If, as I propose, we are here to learn, then all life--including that which is so painful it makes us want to die--can be used for learning, upliftment, and growth. Sometimes it's only after a painful process is over that we can look back and see what we learned from the situation.
Ford Prefect: Why? What did she tell you?
Arthur: I don't know;
I didn't listen.
THE HITCHHIKER'S GUIDE TO THE GALAXY
In fact, we seldom know it when our greatest lessons are taking place; our experience at the time is usually confusion, pain, and/or discomfort. It's like traveling--when seeing the most exotic lands with the most amazing scenery sometimes means sleeping in tents two hundred miles from the nearest toilet. It's when we get back home, we remember the magnificent vistas. As William Burroughs explained, "There are certain things human beings are not permitted to know--like what we're doing."
Suicide is not a good idea for another reason. Before we can learn life's more advanced lessons, we must learn the basics--how to talk, walk, operate a body, read, make a living, etc. That takes at least twenty years. (Some people haven't mastered it in fifty.) That you're reading this book indicates you've "done your time" in the "basic" school, and are now ready for the truly challenging stuff. Why waste all that preparation?
Sure, "the other side" is wonderful, but you'll be spending the rest of your death there. As Malcolm Forbes had etched on his tombstone, "While alive, he lived."
While alive, live.
When you don't have any money, the problem is food. When you have money it's sex. When you have both it's health. If everything is simply jake, then you're fiightened of death.
J. P. DONLEAVY
There are no emergencies, only emergences.
Lessons don't always emerge in a methodical, orderly, systematic way. The time-frame is seldom leisurely, steady, and unhurried.

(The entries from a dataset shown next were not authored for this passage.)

PR #269, opened 2026-07-28
perf(reward/editreward): batch EditReward scoring in one forward

celve:
## Summary

The EditReward scorer's `score()` looped over items and ran the 7B VLM **once per
item** (a batch of 1), even though `EditRewardInferencer.reward()` already accepts
parallel lists and runs a single padded batch. On a real rollout (hundreds of
image pairs) that meant hundreds of sequential single-item forwards.

This rewrites `score()` to collect all valid items and issue **one batched
`reward()` call**, splitting the `(N, num_heads)` logits back per item via a new
`_shape_reward` helper that mirrors `_score_single`'s output shaping exactly. The
underlying model was trained with batching (`per_device_train_batch_size=2`), so
batched inference returns the same per-item scores — this changes throughput, not
values. A batch-level exception falls back to the per-item path, so one bad image
cannot NaN the whole batch.

## Related Issue

N/A

## Test Plan

Exercised end-to-end in a FLUX.2-Klein-4B image-edit GRPO run scored by this
service (`TIGER-Lab/EditReward-MiMo-VL-7B-SFT-2508`, 1 dedicated H20 for the
scorer), 60 rollouts × 2 arms:

- **Before:** ~2 s per image pair; a rollout's worth of scoring (~900 pairs)
  serialized into hundreds of forwards, tripping the client's 300 s timeout and
  crashing the run on the retry path.
- **After:** ~0.5 s per image pair effective; both 60-rollout runs completed
  cleanly (`TRAIN_EXITED rc=0`) with zero reward-service timeouts.
- Reward values are unchanged vs the per-item path (batched transformer inference
  with the processor's attention mask is numerically equivalent, and the model was
  trained batched).

Static: `python -m compileall unirl-reward-service/reward_service/scorers/editreward.py`
passes.

## Compatibility / Risk

- **No behavior change to reward values** — batched vs per-item scoring produces
  the same per-item outputs. Purely a throughput change.
- Robustness preserved: a batch-level failure falls back to per-item scoring, so a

In addition to lessons, there are tests. Without tests, how can your Master Teachers know what you've learned, and what you need work on next?
We are, of course, tested all the time. Our successful action means we're passing tests. Walking, speaking, tying shoes--all those things that were major challenges at age two are today's often-passed tests for most of us. By merely standing up, for example, we pass gravity's ongoing tests. (Yes, gravity is a Master Teacher. So is levity.)
When we are tested in new areas, we tend to make more mistakes--it's because we haven't mastered the new area yet. That's okay. We're not supposed to have mastered it. We're the student, not the master. When the tests happen one at a time, we can usually manage them. But when the tests emerge two, three, four, fifteen at a time: emergency!
An emergency is several Master Teachers standing at once and saying, "Pop Quiz!"
When you feel yourself overwhelmed by "problems," take a look at the Master Teachers around you. See the smiling faces of Mistakes, Guilt, Resentment, Fear, Pain, Disease, Stubbornness, Addiction, Depression, Death. They're waiting to see how well you do.
God gave burdens, also shoulders.
Do well. Consider them not a problem, but a challenge. Rise to the occasion.
Ask yourself, "What have I learned about this situation that I can use?" The answer to that question, and your successful application of it, will lead to the spontaneous emergence of achievement, fulfillment, happiness--and a gathering of justifiably proud Master Teachers.